### Task input
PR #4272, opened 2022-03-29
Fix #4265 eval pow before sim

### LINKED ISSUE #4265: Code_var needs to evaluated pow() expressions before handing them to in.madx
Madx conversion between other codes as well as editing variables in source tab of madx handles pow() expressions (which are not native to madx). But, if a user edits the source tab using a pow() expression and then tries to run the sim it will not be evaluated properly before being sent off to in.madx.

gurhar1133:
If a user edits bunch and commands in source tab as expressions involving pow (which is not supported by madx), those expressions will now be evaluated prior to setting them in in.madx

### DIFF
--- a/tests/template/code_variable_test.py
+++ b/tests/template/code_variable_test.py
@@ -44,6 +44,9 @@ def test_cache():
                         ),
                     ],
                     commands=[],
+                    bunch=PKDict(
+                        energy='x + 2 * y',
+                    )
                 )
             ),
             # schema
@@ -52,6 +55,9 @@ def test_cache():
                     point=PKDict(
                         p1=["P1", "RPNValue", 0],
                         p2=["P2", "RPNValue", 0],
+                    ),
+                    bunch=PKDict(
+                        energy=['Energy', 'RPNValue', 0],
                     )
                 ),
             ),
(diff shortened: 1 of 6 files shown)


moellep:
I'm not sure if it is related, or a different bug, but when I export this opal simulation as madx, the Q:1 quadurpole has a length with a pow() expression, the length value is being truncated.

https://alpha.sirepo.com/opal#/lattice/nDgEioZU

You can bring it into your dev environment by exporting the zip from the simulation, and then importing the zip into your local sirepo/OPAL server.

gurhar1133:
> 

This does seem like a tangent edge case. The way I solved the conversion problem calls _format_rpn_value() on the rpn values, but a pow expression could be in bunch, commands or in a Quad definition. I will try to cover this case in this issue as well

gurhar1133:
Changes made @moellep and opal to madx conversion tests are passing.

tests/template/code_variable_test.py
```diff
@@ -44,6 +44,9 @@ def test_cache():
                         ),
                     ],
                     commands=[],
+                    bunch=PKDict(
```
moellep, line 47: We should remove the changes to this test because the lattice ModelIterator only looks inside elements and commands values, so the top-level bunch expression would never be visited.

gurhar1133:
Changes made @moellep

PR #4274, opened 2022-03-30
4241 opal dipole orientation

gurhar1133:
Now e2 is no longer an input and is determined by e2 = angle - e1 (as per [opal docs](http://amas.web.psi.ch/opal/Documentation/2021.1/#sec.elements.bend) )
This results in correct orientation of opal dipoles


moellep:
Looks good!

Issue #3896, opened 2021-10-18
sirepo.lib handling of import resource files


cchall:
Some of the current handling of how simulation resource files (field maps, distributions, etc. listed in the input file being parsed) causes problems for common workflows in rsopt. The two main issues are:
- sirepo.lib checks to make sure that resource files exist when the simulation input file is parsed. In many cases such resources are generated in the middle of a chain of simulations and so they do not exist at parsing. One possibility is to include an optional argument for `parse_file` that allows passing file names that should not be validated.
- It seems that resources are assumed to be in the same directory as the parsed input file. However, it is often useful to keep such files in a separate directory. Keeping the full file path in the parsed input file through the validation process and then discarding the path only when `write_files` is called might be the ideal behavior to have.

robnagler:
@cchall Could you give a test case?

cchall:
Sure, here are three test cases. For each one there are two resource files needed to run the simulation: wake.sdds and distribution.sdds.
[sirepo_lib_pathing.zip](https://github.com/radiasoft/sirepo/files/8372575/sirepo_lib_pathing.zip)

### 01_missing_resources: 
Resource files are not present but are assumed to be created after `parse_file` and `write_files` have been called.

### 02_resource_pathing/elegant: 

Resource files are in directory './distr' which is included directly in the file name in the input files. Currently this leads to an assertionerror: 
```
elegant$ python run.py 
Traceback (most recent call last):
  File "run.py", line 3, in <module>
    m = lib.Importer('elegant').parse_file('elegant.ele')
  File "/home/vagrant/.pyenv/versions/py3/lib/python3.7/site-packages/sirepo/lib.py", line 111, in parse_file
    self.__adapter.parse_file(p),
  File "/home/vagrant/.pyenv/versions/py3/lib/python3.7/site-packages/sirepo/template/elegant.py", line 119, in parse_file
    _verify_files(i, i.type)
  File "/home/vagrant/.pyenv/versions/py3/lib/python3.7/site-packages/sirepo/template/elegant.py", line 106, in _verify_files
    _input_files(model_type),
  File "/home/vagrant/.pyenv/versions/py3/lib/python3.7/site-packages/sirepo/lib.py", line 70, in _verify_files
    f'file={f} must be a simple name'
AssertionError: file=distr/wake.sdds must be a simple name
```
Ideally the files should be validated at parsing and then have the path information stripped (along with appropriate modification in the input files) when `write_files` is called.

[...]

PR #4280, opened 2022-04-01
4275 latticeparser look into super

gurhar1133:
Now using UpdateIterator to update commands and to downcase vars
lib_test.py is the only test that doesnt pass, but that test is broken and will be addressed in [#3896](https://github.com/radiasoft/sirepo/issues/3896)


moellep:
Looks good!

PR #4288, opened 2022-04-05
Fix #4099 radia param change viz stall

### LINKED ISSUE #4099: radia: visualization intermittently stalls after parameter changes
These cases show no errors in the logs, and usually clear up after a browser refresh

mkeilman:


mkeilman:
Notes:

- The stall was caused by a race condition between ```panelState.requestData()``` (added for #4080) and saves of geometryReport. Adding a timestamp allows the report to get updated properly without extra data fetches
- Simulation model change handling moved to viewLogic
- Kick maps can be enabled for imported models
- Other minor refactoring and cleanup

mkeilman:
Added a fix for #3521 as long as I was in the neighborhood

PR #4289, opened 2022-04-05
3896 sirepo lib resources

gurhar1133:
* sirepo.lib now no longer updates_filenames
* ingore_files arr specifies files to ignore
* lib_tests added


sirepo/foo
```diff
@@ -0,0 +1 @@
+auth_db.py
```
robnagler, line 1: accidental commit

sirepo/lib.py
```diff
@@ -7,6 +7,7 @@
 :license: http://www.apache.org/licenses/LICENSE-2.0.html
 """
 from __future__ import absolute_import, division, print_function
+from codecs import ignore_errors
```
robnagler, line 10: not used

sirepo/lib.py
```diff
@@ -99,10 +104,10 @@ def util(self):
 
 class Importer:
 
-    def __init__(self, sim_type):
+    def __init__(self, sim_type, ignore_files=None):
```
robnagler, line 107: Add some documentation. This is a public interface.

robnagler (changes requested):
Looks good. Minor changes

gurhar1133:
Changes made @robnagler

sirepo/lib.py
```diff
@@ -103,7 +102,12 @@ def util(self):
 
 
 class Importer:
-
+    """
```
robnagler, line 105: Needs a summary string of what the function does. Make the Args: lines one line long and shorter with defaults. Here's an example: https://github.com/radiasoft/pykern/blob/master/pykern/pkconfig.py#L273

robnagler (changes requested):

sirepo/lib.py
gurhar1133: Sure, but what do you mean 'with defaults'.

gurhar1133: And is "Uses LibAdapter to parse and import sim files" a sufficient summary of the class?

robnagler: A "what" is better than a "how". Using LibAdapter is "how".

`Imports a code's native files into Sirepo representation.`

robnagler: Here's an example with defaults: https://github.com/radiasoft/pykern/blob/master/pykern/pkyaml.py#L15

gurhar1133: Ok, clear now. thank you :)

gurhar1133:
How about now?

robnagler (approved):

### Work order
Identify the lines in the entries above that contain "clear", then copy them out.

### Task result
These cases show no errors in the logs, and usually clear up after a browser refresh
gurhar1133: Ok, clear now. thank you :)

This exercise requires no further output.